PR #4163, opened 2021-01-04
Rust clippy fix

and-rewsmith:
Fixing clippy

### DIFF
--- a/mqtt/mqtt-bridge/src/persist/waking_state/mod.rs
+++ b/mqtt/mqtt-bridge/src/persist/waking_state/mod.rs
@@ -247,7 +247,9 @@ mod tests {
     }
 
     #[test_case(WakingMemoryStore::default())]
-    //https://github.com/rust-lang/rust-clippy/issues/6353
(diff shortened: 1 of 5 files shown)


and-rewsmith:
I think it will start complaining about tests next so converting to draft for now

mqtt/mqtt-bridge/src/persist/waking_state/mod.rs
```diff
@@ -275,6 +277,8 @@ mod tests {
         // insert an element to wake the stream, then wait for the other thread to complete
         let mut state_borrow = state.borrow_mut();
         state_borrow.insert(key1, pub1).unwrap();
+        drop(state_borrow);
```
dmolokanov, line 280: why?

and-rewsmith: I thought it made this more clear that the allow was because of a false positive, but I guess it is ok as it was before.

dmolokanov (approved):
Thanks!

## TASK PROMPT
Find out how many lines of the listing above include the word "persist", and give that number alone.

## ANSWER BOX
3